Te diré lo que creo que ocurrió —dijo Lucy—. Alguien accedió a tu directorio, y en seguida llegaremos a eso. Quizás estuvo buscando algo en tus ficheros y no logró encontrarlo, así que envió un mensaje, o lo intentó, al dispositivo llamado t-t-y-cero siete. Pero debía de tener prisa y en vez de escribir cat redirect barra d—e—v barra t-t-y-cero siete se olvidó del directorio dev y sólo escribió cat redirect t-t-y-cero siete. O sea que el mensaje no llegó a la pantalla de t-t-y-cero siete. Dicho de otro modo, en vez de enviar un mensaje a t-t-y-cero siete, lo que hizo esa persona fue crear sin darse cuenta un fichero llamado t-t-y-cero siete.

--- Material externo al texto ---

PR #811, opened 2020-12-19
Migrate binary analyzer to be in-process

wagoodman:
- Migrates the binary analyzer module to be within the analyzer process
- Adds a functional test to verify the results of the binary analyzer module
- Organizes all analyzers to be run with a single entrypoint under `anchore_engine.analyzers.run()`
- Modifies the busybox evidence collection to not use previous distro information but instead discover the version from the binary.


anchore_engine/analyzers/syft/__init__.py
```diff
@@ -2,22 +2,22 @@
...
     """
     Catalog the given image with syft, keeping only select artifacts in the returned results.
     """
-    all_results = run_syft(image)
+    all_results = run_syft(imagedir)
     return convert_syft_to_engine(all_results, unpackdir)
 
 
-def convert_syft_to_engine(all_results, unpackdir, handle_hints=True):
+def convert_syft_to_engine(all_results, unpackdir):
```
zhill, line 20: This change breaks the image import path that uses the handle_hints=False case. Need to update analyzer/imports.py's invocation and make the content_hints() function able to execute outside of an actual analysis directory structure, or restore the flag to bypass it.

anchore_engine/analyzers/syft/__init__.py
```diff
@@ -43,15 +43,17 @@ def convert_syft_to_engine(all_results, unpackdir, handle_hints=True):
...
-        for engine_entry in content_hints(unpackdir=unpackdir):
-            pkg_type = engine_entry.get("type")
-            if pkg_type:
-                handler = handlers_by_engine_type[pkg_type]
-                handler.save_entry(findings, engine_entry)
+    # apply content hints, overriding values that are there
+    # note: upstream of this processing overwrites the hints file location if
+    # the config does not explicitly enable hints processing, effectively disabling
+    # hints processing.
+    for engine_entry in content_hints(unpackdir=unpackdir):
```
zhill, line 53: Alternatively, to allowing a hints bypass, we could decouple the hints processing from the syft data merge, hosting this capability into the catalog_image() call since this is a post-processing on the merged data itself.

anchore_engine/analyzers/utils.py
```diff
@@ -692,7 +692,7 @@ def _hints_to_binary(pkg):
     pkg_license = anchore_engine.utils.ensure_str(pkg.get("license", ""))
     pkg_origin = anchore_engine.utils.ensure_str(pkg.get("origin", ""))
     pkg_files = pkg.get("files", [])
-    pkg_metadata = json.dumps(pkg.get("metadata", {}))
+    pkg_metadata = pkg.get("metadata", {})
```
zhill, line 695: This change makes sense in isolation, but does it change the API results? It looks like all the other conversions use the string version.

zhill (changes requested):
The approach makes sense, but a few issues arise in the refactor that need to be resolved. Tests are good as well.

anchore_engine/analyzers/syft/__init__.py
wagoodman: Great catch, I didn't see it used in the analysis pass and believed it to be dead code. I'll put that back.

anchore_engine/analyzers/syft/__init__.py
wagoodman: Agreed

anchore_engine/analyzers/syft/__init__.py
wagoodman: re: https://github.com/anchore/anchore-engine/pull/811#discussion_r546637218 , I'll change `convert_syft_to_engine` to not contain the hints processing

anchore_engine/analyzers/utils.py
wagoodman: `metadata` is not included in the content API:
```
$  anchore-cli --json image content docker.io/anchore/test_images:bin binary

        {
            "cpes": [],
            "license": "N/A",
            "licenses": [
                "N/A"
            ],
            "location": "/staged/positive/VERSION",
            "origin": "N/A",
            "package": "go",
            "type": "BINARY",
            "version": "1.15"
        },
        {
            "cpes": [],
            "license": "N/A",
            "licenses": [
                "N/A"
            ],
            "location": "/staged/positive/busybox",
            "origin": "N/A",
            "package": "busybox",
            "type": "BINARY",
            "version": "3.33.3"
        },
        {
            "cpes": [],
            "license": "N/A",
            "licenses": [
                "N/A"
            ],
            "location": "/staged/copy/busybox",
            "origin": "N/A",
            "package": "busybox",
            "type": "BINARY",
            "version": "1.31.1"
        }
...
```

I also didn't see this being referenced in the loaders or other spots. I did see the golang `_hints_to_go` does the same thing (which I can also remove the `json.dumps` I think), but I can't seem to find where this get's ingested.

anchore_engine/analyzers/syft/__init__.py
wagoodman: migrated hints processing to not be within the syft mappers

anchore_engine/analyzers/__init__.py
```diff
@@ -0,0 +1,113 @@
...
+                            repr(serr.strip()),
+                        )
+                    )
+                else:
+                    logger.debug(
+                        "command succeeded: cmd=%s stdout=%s stderr=%s".format(
+                            repr(cmdstr), repr(sout.strip()), repr(serr.strip())
+                        )
+                    )
+            except Exception as err:
```
alfredodeza, line 64: there is no need to capture `err` here

anchore_engine/analyzers/binary.py
```diff
@@ -1,18 +1,133 @@
...
+                logger.exception(
+                    "Unexpected exception evaluating file='{}' for python busybox evidence".format(
+                        member.name
+                    )
+                )
+
+    # write evidence back to a results data structure
+    resultlist = {}
+    version_found_map = {}
+    for runtime in evidence.keys():
```
alfredodeza, line 88: there is no need to do `.keys()` here, it is the default when looping over dictionaries, same suggestion on the below loops

alfredodeza: Actually, I think I am missing the fact that a lot of this is copy/pasta, feel free to ignore :)

alfredodeza (approved):
This looks OK to me

anchore_engine/analyzers/__init__.py
luhring: Just following along and learning Python 😄 — would we not want to include the error in the log message?

anchore_engine/analyzers/binary.py
```diff
@@ -1,18 +1,133 @@
...
+
+binary_package_el = {
+    "name": None,
+    "version": None,
+    "location": None,
+    "type": "binary",
+    "files": [],
+    "license": "N/A",
+    "origin": "N/A",
+    "metadata": {},
```
zhill, line 20: Should this be an empty string?

zhill (commented):
Small suggestion, otherwise looks good.

anchore_engine/analyzers/__init__.py
alfredodeza: @luhring the `logger.exception` takes care of that for you

PR #813, opened 2020-12-22
Rpm handler fixes

Toure:

This fixes an issue that prevented one of the rpm handler functions from being called.


Toure:
moving this against v0.9.0-dev

PR #1352, opened 2021-12-24
Add unit test for the write_kvfile_fomdict method

dakaneye:

**What this PR does / why we need it**: Adds a unit test for the write_kvfile_fromdict method

**Special notes**:

### DIFF
--- a/tests/unit/anchore_engine/analyzers/test_utils.py
+++ b/tests/unit/anchore_engine/analyzers/test_utils.py
@@ -81,11 +81,19 @@ class TestDig:
         ),
         pytest.param(
             {
-                "filename": "./nonstring-key-test.json",
-                "dict": {2: ""},
+                "filename": "./nonstring-value-test.json",
+                "dict": {"two": 2},
                 "expected": TypeError(
-                    "Expected value of key 2 to be a string, found int"
+                    "Expected value of key two to be a string, found int"
                 ),
+            },
+            id="nonstring-value",
+        ),
+        pytest.param(
+            {
+                "filename": "./nonstring-key-test.json",
+                "dict": {2: "two"},
+                "expected": TypeError("expected string or bytes-like object"),
             },
             id="nonstring-key",
         ),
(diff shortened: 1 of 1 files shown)


emily-lopez (commented):
For case non-string key:
This code is checking the value should be string type versus the key type being string. 
```
 # Expects the value of each key in the dict to be a string
 type(dict[k])
```
For cleank it also looks like its expecting the key be a string as well
```
cleank = re.sub(r"\s+", "____", k)
```
This fixture address the second case, where key is non-string, though the expected error message mentions value vs key is incorrect type.  Should we add a case to cover value being non string? Does the code need to handle case for non-string key before cleaning? 

Everything else look good.

dakaneye:
> For case non-string key: This code is checking the value should be string type versus the key type being string.
> 
> ```
>  # Expects the value of each key in the dict to be a string
>  type(dict[k])
> ```
Hi @emily-lopez I'm a little confused about what you mean here! Feel free to double check my understanding because I haven't written anything in a month, but my interpretation of this line in the actual method (not the unit test):
```
if type(dict[k]) != str:
    raise TypeError(
```
Is that the `dict[k]` expression is actually accessing the _value_ of the key, not the key itself. So the conditional is really asking if the value of that key within the dict is a string or not. Therefore, my interpretation is that the unit test is correct for this part.

> For cleank it also looks like its expecting the key be a string as well
>
> cleank = re.sub(r"\s+", "____", k)

This section is a little confusing as well. The sub method does say that the 3rd argument _should_ be a string, but in actual execution of the test, no error was returned, so I assume it is able to do some formatting of the integer into the string. I can add a comment for this part to clarify!

Let me know also if you'd like to chat in slack or something to make sure we're on the same page

dakaneye:
@emily-lopez fixed the issues you called upon! Thanks for pointing that out. By the way, the current unit tests failures are an external issue, which I've also fixed in: https://github.com/anchore/anchore-engine/pull/1365

emily-lopez (approved):
Changes look good.

PR #1354, opened 2022-01-11
Adds events gc monitor function in catalog. Fixes #335

### LINKED ISSUE #335: Feature: Automatically delete events older than X days
As a system admin, I want to be able to set a max age for events to be retained and any event in the system older than that age will be automatically flushed from the db so that my db doesn't grow in size forever or until I manually flush events in all accounts.

zhill:
Adds new services.catalog.event_log.max_retention_age_days config value
to control the number of days that event records are kept. A value >0 is
used for a gc process to cleanse old records. The default is 0 so there
is no upgrade behavior change for existing users.

### DIFF
--- a/anchore_engine/db/db_events.py
+++ b/anchore_engine/db/db_events.py
@@ -151,6 +151,30 @@ def delete_byfilter(userId, session=None, since=None, before=None, **dbfilter):
     return ret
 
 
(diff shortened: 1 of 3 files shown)


natefive:
Hi @zhill, why was this PR closed without merging?

PR #1359, opened 2022-01-25
add libpq-devel to Dockerfile.functional so that psycopg2 can be compiled on ARM

Vijay-P:
There is no precompiled binary for psycopg2-binary on ARM. When running the functional tests on an ARM machine, psycopg2 fails to compile because pg_config is not available. This PR adds libpq-devel to the Dockerfile for the job runner so that psycopg2 may be compiled from source.

### DIFF
--- a/scripts/ci/Dockerfile.functional
+++ b/scripts/ci/Dockerfile.functional
@@ -5,7 +5,7 @@ USER root
 
 RUN set -ex && \
     echo "installing OS dependencies" && \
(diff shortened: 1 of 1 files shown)


subecho (approved):
Saw it work on Zoom with Weston and Vijay and we were able to successfully build and run the functional tests on both x86_64 and ARM64. Thanks for helping us out, Vijay! 👍

westonsteimel (approved):

PR #1361, opened 2022-02-01
integrate syft go-module detection with engine 

westonsteimel:
The version of syft bundled with anchore-engine already supports extracting Go module dependencies from go binaries; however, this information is currently filtered out by anchore-engine.  This PR provides the necessary mappings to support go-modules within anchore-engine.


westonsteimel:
We might also be able to remove https://github.com/anchore/anchore-engine/blob/master/anchore_engine/analyzers/modules/32_golang_packages.py, but I wasn't completely sure

subecho (approved):
Looks good to me! Thanks, Weston! 👍

subecho:
> We might also be able to remove https://github.com/anchore/anchore-engine/blob/master/anchore_engine/analyzers/modules/32_golang_packages.py, but I wasn't completely sure

We can try to remove it in another PR and see if anything breaks!

PR #1365, opened 2022-02-14
Change msg to reason within the skip annotation

dakaneye:
Noticed that some old unit tests were causing issues in pytest, due to the fact that the "msg" keyword was used instead of the "reason" keyword. Maybe this was a new update or something?


emily-lopez (commented):
LGTM

Vijay-P (approved):
already made the same changes in a different branch, LGTM
go ahead and merge

PR #1366, opened 2022-02-14
Add unit test cases for the make_anchore_exception method

dakaneye:
This method is called numerous times across the application, and is untested. Adding tests here!


emily-lopez (approved):
LGTM

PR #1367, opened 2022-02-16
devops-138: gate pushing prod on test-container

hunguyen1:
Signed-off-by: Hung Nguyen <hung.nguyen@anchore.com>

- Remove test-container dependency on prod push (using latest image)
- Pulls the RC candidate image to be pushed to prod to test the container to make sure it contains all expected binaries before pushing to prod

**Special notes**:


.circleci/config.yml
```diff
@@ -538,6 +538,11 @@ workflows:
           py_version: "3.8"
           context: e2e-testing
           filters: *filter_semver_tags
+      - container_tests:
```
Btodhunter, line 541: I think we should probably just pull `containter_tests` out of the prod workflow and stick it into the RC workflow as a gate to the 'push_image' job. The prod image workflow just retags the last RC image, so this will provide us the tests we need early on in the release pipeline.

Btodhunter (changes requested):

.circleci/config.yml
hunguyen1: sounds good. i've removed test-container-prod. Thanks

Makefile
```diff
@@ -164,11 +164,6 @@ setup-and-test-cli: setup-test-infra venv ## Set up and run end to end tests
 test-container-dev: setup-test-infra venv ## CI ONLY Run container-structure-tests on locally built image
```
Btodhunter, line 164: nit: I think this could just be `test-container`

Btodhunter (approved):
lgtm

Makefile
hunguyen1: sounds good. updated. thanks!

Btodhunter (approved):
lgtm

PR #1376, opened 2022-04-28
Update readme

zhill:
Clearer distinction with Syft, Grype and Engine.


nwl:
Can I suggest adding text which points people to the 1.0 blog after mentioning Syft/Grype so new users can see the plan.

PR #1392, opened 2022-09-28
Bump Syft/Grype dependencies

brennoo:
**What this PR does / why we need it**: Bump Syft, Grype dependencies. I understand that there is no active development on anchore-engine but these dependencies need to get updated to address issues that are affecting anchore-engine.

**Which issue this PR fixes** : some false positives/negatives, examples: https://github.com/anchore/grype/issues/504 https://github.com/anchore/grype/pull/917 as well other recent improvements they received.

**Special notes**:


tuxerrante:
Grype is already at 0.55.0
https://github.com/anchore/grype/releases/tag/v0.55.0

Dockerfile
```diff
@@ -12,8 +12,8 @@ ENV LANG=en_US.UTF-8
 ENV LC_ALL=C.UTF-8
 
 # environment variables for dependent binary versions
-ENV SYFT_VERSION=v0.33.0
-ENV GRYPE_VERSION=v0.27.3
+ENV SYFT_VERSION=v0.57.0
+ENV GRYPE_VERSION=v0.50.2
```
tuxerrante, line 16: This could be already bumped to 0.55
```suggestion
ENV GRYPE_VERSION=v0.55.0
```

PR #286, opened 2022-03-09
Fix ADDON_C_SOURCES is ignored.

2bbb:
This PR fixed bug ADDON_C_SOURCES is ignored.
with replacing too long connection likes `variable == "VARIABLE" || variable == "VARIABLE"  || variable == "VARIABLE" || ...` to declare vector of variable and using `std::find`.

This update makes be clear declarations by `std::vector<std::string>` at the top of the header file. 
I think it is good as a kind of self-documentation.

And replace magic number like "VARIABLE_NAME" with std::string VARIABLE_NAME = "VARIABLE_NAME".
Those strings are used only twice but I believe to making constant variables guarantee the same value.


ofTheo:
@2bbb - sorry I missed this. 
Any chance you could update and we can merge it?

ofTheo:
Thank you @2bbb !

PR #290, opened 2022-04-13
change templatesFolder hardcoded to a variable

dimitre:
if we decide to change templates folder to root as suggested


ofZach:
can you link back to the discussion of moving templates to root?   I was just going to chime in with a suggestion that I think we don't users to interact with templates accidently so it makes sense to have them "removed" from the root in some way.  It's weird to me that they are in a folder called scripts (this is more historical than anything else) but maybe there's an organization that makes more sense but also shield the user from accidentally opening up a template, altering it, and hosing their whole OF folder.

dimitre:
Sure, it was discussed here
https://github.com/openframeworks/openFrameworks/issues/6866#issuecomment-1057054083

PR #294, opened 2022-05-29
Github Actions - update linux

dimitre:
service not available anymore on 16.04

### DIFF
--- a/.github/workflows/build-linux.yml
+++ b/.github/workflows/build-linux.yml
@@ -10,7 +10,7 @@ on:
     
 jobs:
   build-linux:
-    runs-on: ubuntu-16.04
+    runs-on: ubuntu-18.04
     strategy:
       matrix:
         cfg:


dimitre:
@ofTheo @danoli3 can you please merge this one?
16.04 was discontinued recently
https://github.blog/changelog/2021-04-29-github-actions-ubuntu-16-04-lts-virtual-environment-will-be-removed-on-september-20-2021/

ofTheo:
Hmm, looking into this more I think the issue is that the gcc that is default in Ubuntu 18.04 still has the experimental filesystem ( https://askubuntu.com/questions/1365157/upgrade-gcc-version-in-ubuntu-18-04 ). So we might need to change the way we are passing flags to the compiler. 

I'll try and fix this on the main OF repo, as OF should compile out of the box on 18-04. Once I think its working we can rerun the check here and then merge.

dimitre:
Great! what about 20.04?

ofTheo:
This works now with https://github.com/openframeworks/openFrameworks/pull/7013 merged

Issue #297, opened 2022-07-21
projectGenerator CLI creates an empty addons.make where it is not needed


dimitre:
I'm opening this issue which is a sister of this other one https://github.com/openframeworks/projectGenerator/issues/258
I'll probably be trying to fix it. 
Reason: you have changes in git if you run scripts to build all examples. new empty files created where not needed.

PR #298, opened 2022-07-24
Avoid creating an empty addons.make

dimitre:
Avoid creating an empty addons.make
if there are no used addons.

closes https://github.com/openframeworks/projectGenerator/issues/297

### DIFF
--- a/ofxProjectGenerator/src/projects/baseProject.cpp
+++ b/ofxProjectGenerator/src/projects/baseProject.cpp
@@ -224,15 +224,16 @@ bool baseProject::create(string path, std::string templateName){
 
 bool baseProject::save(){
     ofLog(OF_LOG_NOTICE) << "saving addons.make";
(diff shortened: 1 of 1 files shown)


ofZach:
is there a practical reason for this change?  The reason I ask is that I find it helpful to look at the addons.make almost a kind of list of addons, and having an empty one gives me some insight into a project.   I realize that not having an addons.make would also give some info, but it could also be a missing file so it feels a little more ambiguous.   I saw this note 

> you have changes in git if you run scripts to build all examples. new empty files created where not needed.

but not sure I follow...  I'm definitely not opposed to the change but was trying to understand it a little better.

dimitre:
Hello @ofZach thanks for the opinion. 
No, there is no special practical reason
just sounded as "more correct" to me, but I suppose it is personal opinion. I'm ok with it as it is too.
for me it is like an empty .gitignore file. You can have it and it can declare an intention but I would rather not having any if not needed.

PR #301, opened 2022-07-27
Project rename fix

dimitre:
I missed something in the big Json PR, and just noticed all apps were emptyExample
so I've added the findandreplaceInTexfile again for the project.pbxproj


ofTheo:
cool - just running the checks and will merge if all good! 👍

PR #305, opened 2022-09-09
fix recursive addons issue

dimitre:
closes https://github.com/openframeworks/openFrameworks/issues/7067


ofTheo:
Awesome - thanks @dimitre 

Such a small fix - but makes sense why it would break the recursive process. 
Static vars in functions can be super weird :)

PR #307, opened 2022-09-21
Json automatic conversion from string to array when needed

dimitre:
This PR addresses issues with new versions of XCode which converts one array with one item to a simple string.
Here we save this value (if it is not null) create an array in place, push the old value back, and the new value in the array.
Tested with complex addons like ofxSyphon.

Good to merge together with this one https://github.com/openframeworks/openFrameworks/pull/7084


ofTheo:
Thanks @dimitre !

PR #310, opened 2022-10-01
Fix Pugi errors

dimitre:
updating pugi functions to non-deprecated ones.


dimitre:
@ofTheo this is good to merge and replaces deprecated functions of pugixml

PR #315, opened 2022-12-15
ios template fix

dimitre:
to fix the issue mentioned here
https://forum.openframeworks.cc/t/ofxpoco-not-working-with-nightly-builds/40916

to be merged together with this
https://github.com/openframeworks/openFrameworks/pull/7252


ofTheo:
Thanks so much  @dimitre! 

Going to give it a few mins so the PG can get uploaded and then will merge https://github.com/openframeworks/openFrameworks/pull/7252

PR #318, opened 2023-03-07
of::filesystem update

dimitre:


dimitre:
@ofTheo this is ready to go.
Other than update PG to the almost minimum changes to run with of::filesystem I've updated github actions, macOS to latest, actions now will cancel under new commits, and I had to update buildPG.sh to update npm and fix permissions to work OK on runners.

ofTheo:
For future stuff we should prob move more of the std::string to of::filesystem::path and avoid converting to string as much as possible so that we could better support non US/EN filesystems. Imagine that would be more of an undertaking though. :)

dimitre:
Yeah indeed! lots of strings and vectors, we can get rid of hardcoded path separators too

PR #322, opened 2023-03-10
PG of::filesystem fix

dimitre:
Still not a complete PR, but my intention is to finish it today


dimitre:
Yeah. This was PG related issues, and my latest PR, it seems I didn't test enough.
Now I've ported some other parts to rely on filesystem to split paths and do path operations. 
It should already work OK now.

—Si ese alguien hubiera escrito la orden correcta y enviado los caracteres, ¿habría quedado grabado el mensaje? —le pregunté.
—No. Habrían aparecido los caracteres en la pantalla de t-t-y-cero siete y habrían permanecido allí hasta que el usuario los borrase. Pero tú no habrías encontrado ningún indicio de ello en tu directorio ni en ninguna otra parte. No se habría creado ningún fichero.
—Lo cual quiere decir que no sabemos cuántas veces pueden haber enviado mensajes desde mi directorio, suponiendo que lo hicieran correctamente.
—Exacto.
—¿Cómo es posible que alguien haya podido leer algo de mi directorio? —Repetí la pregunta fundamental.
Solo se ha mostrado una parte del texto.